Последний лепесток на ромашке носил имя “вернусь”.
Что ж!.. Какая ни есть, а надежда»
[278].
С этой надеждой он ушел на этап, товарищем по которому был мой дед.
Этап 1. По Транссибу
Георгий Жженов и Сергей Чаплин попали на этап, который покинул Ленинград в начале сентября 1939 года. Он состоял в основном из военных.
Первую часть пути на Колыму заключенные проделывали в вагонах двух типов: пассажирском – «столыпине», или товарном, который почему-то (вероятно, из-за раскраски) прозвали «краснухой». В каком из них оказались герои моего рассказа, неизвестно.
В так называемых «столыпинских вагонах» перегородка, отделяющая коридор от купе, заменялась решеткой, вход в каждое из пяти купе – площадью по девять квадратных метров – был тоже через решетку.

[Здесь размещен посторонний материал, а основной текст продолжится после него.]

PR #1975, opened 2015-05-07
Drop Interrupted events from flattened inner signals

### LINKED ISSUE #1967: Should flatten operations ignore Interrupted events on inner signals
From the discussion started in #1930

>> @neilpa Since Signals send Interrupted if observed after they've already terminated, those operators wouldn't behave as expected.

> I was thinking about pre-Interrupted world. However, this makes me wonder if an Interrupted event on the inner signals should be ignored rather than "poison" the outer signal in the same way as Error.

neilpa:
Resolves #1967


neilpa:
Should actually work now

jspahrsummers:
:gem::sparkles:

И оба тамбура зарешечены: в одном – уборная конвоя, в другом – место для «оправки» зэков, без двери (охранник не терял их из виду и во время отправления естественных надобностей).
Вдоль обеих перегородок каждого купе – полки в три яруса, один над другим, соединенные между собой. На каждой полке – средняя считалась самой удобной, за нее боролись – могли разместиться по четыре человека, то есть купе было рассчитано на двенадцать заключенных (последнее купе в вагоне служило карцером). На самом деле в это пространство нередко «забивали» до тридцати и больше рабов ГУЛАГа. Лежать узники должны были обязательно головой к решетке. Зарешеченные окошки имелись только в купе конвоя: видеть «свет божий» для зэков – в отличие от царских времен, когда окна были везде – считалось непозволительной роскошью. Узники все время лежали или полулежали – выпрямиться не позволяло расстояние между полками. Питание, как правило, выдавалось сухим пайком и состояло обычно из соленой рыбы. «Муки жажды непременно сопутствуют перевозкам», – пишет Жак Росси в «Справочнике по ГУЛАГу»

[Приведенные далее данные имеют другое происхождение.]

PR #1984, opened 2015-05-08
Adds example of using MutableProperty

aventurella:
It was not exactly clear from the CHANGELOG the proper usage of MutableProperty. Added a more specific example.

### DIFF
--- a/CHANGELOG.md
+++ b/CHANGELOG.md
@@ -232,6 +232,54 @@ bound to. If changes to that property should be visible to consumers, it can
 additionally be wrapped in `PropertyOf` (to hide the mutable bits) and exposed
 publicly.
 
+**Using Mutable Properties**
+
+```swift
+
+import ReactiveCocoa
+
+class Foo{
+    var label: MutableProperty<String?>
+
+    func init(){
+        label = MutableProperty(nil)
+    }
+}
+
+
+class SomeViewController{
+    var myFoo: Foo!
+
+    func myInitialization(){
+
+        myFoo = Foo()
+        myFoo.label.value = "ReactiveCocoa"
+
+        // we don't care about the initial value, so we will skip it
+        // we only care about changed values after the 1st value.
+        let mapped = myFoo.label.producer
+            |> skip(1)
+
+        // now lets get notified:
+        mapped.start(next: { value in
+            println("The new value is: \(value)")
+        })
+
+        changeLabelLaterTo("More ReactiveCocoa")
+    }
+
+    func changeLabelLaterTo(value: String){
+        // fake a change:
+        let delay = Int64(1 * Double(NSEC_PER_SEC))
+        let delayTime = dispatch_time(DISPATCH_TIME_NOW, delay)
+        dispatch_after(delayTime, dispatch_get_main_queue()) {
+            self.myFoo.label.value = value
+        }
+    }
+}
+
+```
+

[279]. Обеспечивать заключенных водой – обязанность конвоя, а ведра воды еле хватало на купе, вот и представьте себе, по сколько «ходок» совершали конвоиры на станциях и как старались экономить эту влагу!

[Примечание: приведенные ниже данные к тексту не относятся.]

PR #1985, opened 2015-05-08
Adds Action example to CHANGELOG

aventurella:
The existing example could clarify a bit more how it works. It currently assumes that the reader knows how to build the Action<Input, Output, Error> but does not provide an example.


jspahrsummers:
I have the same thoughts here as in #1984, but thank you for the pull request! :stars:

PR #1988, opened 2015-05-10
Remove flatMap() for producer-of-producers

ikesyo:
Will resolve https://github.com/ReactiveCocoa/ReactiveCocoa/pull/1966#issuecomment-99536117.

The function introduced ambiguity for calling `producer |> flatMap(strategy) { value in ... }`. `flatMap()` for signal-of-producers can be lifted to producer-of-producers.


jspahrsummers:
Ah, makes sense. Thanks! :heart:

Каждые три-четыре дня заключенных на станциях, где имелись тюрьмы, выгружали и передавали под расписку местному тюремному наряду. На «пересылке» они «припухали», проходили «санобработку» и получали обычный тюремный паек в ожидании продолжения этапа, которое могло длиться до нескольких недель.
«В царское время, – продолжает Жак Росси, – “столыпин” прицеплялся к поезду от случая к случаю. На остановках конвой не препятствовал публике подходить к нему и через окно передавать арестантам хлеб, курево и пр. Большевики же сразу запретили приближаться к “столыпину”»
[280]. В 30-е годы «столыпины» прикреплялись к каждому составу, сразу за паровозом, перед почтовым вагоном. Их тщательно скрывали от посторонних глаз, в случае длительной стоянки загоняли на запасные пути или в тупики.